:: THE TASK ::
Beginning with the line containing "It potentially allows" and ending with the last line, repeat the records exactly.

:: DATA RECORDS ::
+ + + +
PR #338, opened 2023-05-27
Add aliases for core properties

LuKks:


LuKks:
In combination with https://github.com/holepunchto/hyperbee/pull/119

It potentially allows a simpler API for replication like this:
```js
const swarm = new Hyperswarm()
swarm.on('connection', (socket) => drive.replicate(socket))
swarm.join(drive) // Or a bee
```
It would always pass down `{ discoveryKey, findingPeers }` for all building blocks like Hypercore, Hyperbee, and Hyperdrive. User should still manually call the replicate method to avoid any magic, but looks very safe to automatically handle the discovery key to find peers.

mafintosh:
11.1.0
+ + + +
:: RESULT OF THE TASK ::
It potentially allows a simpler API for replication like this:
```js
const swarm = new Hyperswarm()
swarm.on('connection', (socket) => drive.replicate(socket))
swarm.join(drive) // Or a bee
```
It would always pass down `{ discoveryKey, findingPeers }` for all building blocks like Hypercore, Hyperbee, and Hyperdrive. User should still manually call the replicate method to avoid any magic, but looks very safe to automatically handle the discovery key to find peers.

mafintosh:
11.1.0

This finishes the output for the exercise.